§ **WHAT YOU ARE ASKED TO DO**: All of the data is to be copied without a single change.

*** Opening MATERIAL SHOWN ***

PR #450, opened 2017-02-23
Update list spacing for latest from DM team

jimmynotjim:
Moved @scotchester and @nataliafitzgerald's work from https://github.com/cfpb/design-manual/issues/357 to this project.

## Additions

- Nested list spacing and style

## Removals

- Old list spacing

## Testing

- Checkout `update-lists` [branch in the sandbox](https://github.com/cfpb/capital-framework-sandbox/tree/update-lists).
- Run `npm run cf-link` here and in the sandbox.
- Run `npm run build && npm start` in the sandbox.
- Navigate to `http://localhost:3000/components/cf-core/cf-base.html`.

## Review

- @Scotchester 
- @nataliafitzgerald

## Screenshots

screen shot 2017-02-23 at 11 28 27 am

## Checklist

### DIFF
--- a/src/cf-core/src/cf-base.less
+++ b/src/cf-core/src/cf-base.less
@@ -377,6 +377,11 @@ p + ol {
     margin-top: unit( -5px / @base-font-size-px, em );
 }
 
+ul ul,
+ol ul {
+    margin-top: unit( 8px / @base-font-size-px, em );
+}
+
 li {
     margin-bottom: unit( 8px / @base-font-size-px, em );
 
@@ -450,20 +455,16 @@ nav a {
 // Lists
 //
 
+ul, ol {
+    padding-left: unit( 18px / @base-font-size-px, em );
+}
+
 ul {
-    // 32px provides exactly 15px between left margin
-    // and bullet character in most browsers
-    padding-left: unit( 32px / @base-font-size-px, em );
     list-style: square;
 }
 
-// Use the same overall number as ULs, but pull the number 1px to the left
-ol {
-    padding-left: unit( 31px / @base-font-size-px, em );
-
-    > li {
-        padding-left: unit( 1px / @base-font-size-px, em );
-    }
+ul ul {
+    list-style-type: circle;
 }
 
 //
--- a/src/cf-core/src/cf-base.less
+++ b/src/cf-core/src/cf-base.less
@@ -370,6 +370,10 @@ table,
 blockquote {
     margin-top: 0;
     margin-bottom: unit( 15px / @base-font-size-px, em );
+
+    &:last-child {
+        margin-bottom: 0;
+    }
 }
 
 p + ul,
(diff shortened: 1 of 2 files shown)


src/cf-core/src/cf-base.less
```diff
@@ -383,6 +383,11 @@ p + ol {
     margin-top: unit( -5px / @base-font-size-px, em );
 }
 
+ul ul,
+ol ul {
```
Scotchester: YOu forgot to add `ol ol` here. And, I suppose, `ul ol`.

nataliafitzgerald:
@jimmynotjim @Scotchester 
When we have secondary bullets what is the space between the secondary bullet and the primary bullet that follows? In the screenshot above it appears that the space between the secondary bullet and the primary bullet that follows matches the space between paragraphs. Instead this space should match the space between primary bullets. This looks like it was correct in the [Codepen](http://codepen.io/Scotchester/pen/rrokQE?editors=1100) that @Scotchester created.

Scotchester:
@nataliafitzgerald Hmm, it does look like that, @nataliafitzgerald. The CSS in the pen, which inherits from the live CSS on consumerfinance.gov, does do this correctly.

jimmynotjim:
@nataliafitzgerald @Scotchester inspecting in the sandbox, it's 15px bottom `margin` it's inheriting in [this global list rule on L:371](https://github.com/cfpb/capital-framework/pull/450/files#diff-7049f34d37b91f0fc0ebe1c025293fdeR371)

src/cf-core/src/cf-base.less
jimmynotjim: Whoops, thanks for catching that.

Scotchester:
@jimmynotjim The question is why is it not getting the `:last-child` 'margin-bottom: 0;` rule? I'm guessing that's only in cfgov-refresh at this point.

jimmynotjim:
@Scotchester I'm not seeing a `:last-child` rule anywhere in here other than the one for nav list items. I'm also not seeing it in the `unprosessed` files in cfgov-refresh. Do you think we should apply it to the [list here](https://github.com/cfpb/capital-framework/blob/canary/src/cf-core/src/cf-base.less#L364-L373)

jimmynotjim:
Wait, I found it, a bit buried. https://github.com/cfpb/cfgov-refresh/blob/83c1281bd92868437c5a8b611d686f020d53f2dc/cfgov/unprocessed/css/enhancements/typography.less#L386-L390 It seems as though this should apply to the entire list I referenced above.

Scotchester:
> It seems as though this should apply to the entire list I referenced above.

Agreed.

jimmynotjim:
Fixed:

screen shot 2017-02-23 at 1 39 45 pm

*** Closing MATERIAL SHOWN ***

§ **SOLUTION TO THE PROBLEM**:
PR #450, opened 2017-02-23
Update list spacing for latest from DM team

jimmynotjim:
Moved @scotchester and @nataliafitzgerald's work from https://github.com/cfpb/design-manual/issues/357 to this project.

## Additions

- Nested list spacing and style

## Removals

- Old list spacing

## Testing

- Checkout `update-lists` [branch in the sandbox](https://github.com/cfpb/capital-framework-sandbox/tree/update-lists).
- Run `npm run cf-link` here and in the sandbox.
- Run `npm run build && npm start` in the sandbox.
- Navigate to `http://localhost:3000/components/cf-core/cf-base.html`.

## Review

- @Scotchester 
- @nataliafitzgerald

## Screenshots

screen shot 2017-02-23 at 11 28 27 am

## Checklist

### DIFF
--- a/src/cf-core/src/cf-base.less
+++ b/src/cf-core/src/cf-base.less
@@ -377,6 +377,11 @@ p + ol {
     margin-top: unit( -5px / @base-font-size-px, em );
 }
 
+ul ul,
+ol ul {
+    margin-top: unit( 8px / @base-font-size-px, em );
+}
+
 li {
     margin-bottom: unit( 8px / @base-font-size-px, em );
 
@@ -450,20 +455,16 @@ nav a {
 // Lists
 //
 
+ul, ol {
+    padding-left: unit( 18px / @base-font-size-px, em );
+}
+
 ul {
-    // 32px provides exactly 15px between left margin
-    // and bullet character in most browsers
-    padding-left: unit( 32px / @base-font-size-px, em );
     list-style: square;
 }
 
-// Use the same overall number as ULs, but pull the number 1px to the left
-ol {
-    padding-left: unit( 31px / @base-font-size-px, em );
-
-    > li {
-        padding-left: unit( 1px / @base-font-size-px, em );
-    }
+ul ul {
+    list-style-type: circle;
 }
 
 //
--- a/src/cf-core/src/cf-base.less
+++ b/src/cf-core/src/cf-base.less
@@ -370,6 +370,10 @@ table,
 blockquote {
     margin-top: 0;
     margin-bottom: unit( 15px / @base-font-size-px, em );
+
+    &:last-child {
+        margin-bottom: 0;
+    }
 }
 
 p + ul,
(diff shortened: 1 of 2 files shown)


src/cf-core/src/cf-base.less
```diff
@@ -383,6 +383,11 @@ p + ol {
     margin-top: unit( -5px / @base-font-size-px, em );
 }
 
+ul ul,
+ol ul {
```
Scotchester: YOu forgot to add `ol ol` here. And, I suppose, `ul ol`.

nataliafitzgerald:
@jimmynotjim @Scotchester 
When we have secondary bullets what is the space between the secondary bullet and the primary bullet that follows? In the screenshot above it appears that the space between the secondary bullet and the primary bullet that follows matches the space between paragraphs. Instead this space should match the space between primary bullets. This looks like it was correct in the [Codepen](http://codepen.io/Scotchester/pen/rrokQE?editors=1100) that @Scotchester created.

Scotchester:
@nataliafitzgerald Hmm, it does look like that, @nataliafitzgerald. The CSS in the pen, which inherits from the live CSS on consumerfinance.gov, does do this correctly.

jimmynotjim:
@nataliafitzgerald @Scotchester inspecting in the sandbox, it's 15px bottom `margin` it's inheriting in [this global list rule on L:371](https://github.com/cfpb/capital-framework/pull/450/files#diff-7049f34d37b91f0fc0ebe1c025293fdeR371)

src/cf-core/src/cf-base.less
jimmynotjim: Whoops, thanks for catching that.

Scotchester:
@jimmynotjim The question is why is it not getting the `:last-child` 'margin-bottom: 0;` rule? I'm guessing that's only in cfgov-refresh at this point.

jimmynotjim:
@Scotchester I'm not seeing a `:last-child` rule anywhere in here other than the one for nav list items. I'm also not seeing it in the `unprosessed` files in cfgov-refresh. Do you think we should apply it to the [list here](https://github.com/cfpb/capital-framework/blob/canary/src/cf-core/src/cf-base.less#L364-L373)

jimmynotjim:
Wait, I found it, a bit buried. https://github.com/cfpb/cfgov-refresh/blob/83c1281bd92868437c5a8b611d686f020d53f2dc/cfgov/unprocessed/css/enhancements/typography.less#L386-L390 It seems as though this should apply to the entire list I referenced above.

Scotchester:
> It seems as though this should apply to the entire list I referenced above.

Agreed.

jimmynotjim:
Fixed:

screen shot 2017-02-23 at 1 39 45 pm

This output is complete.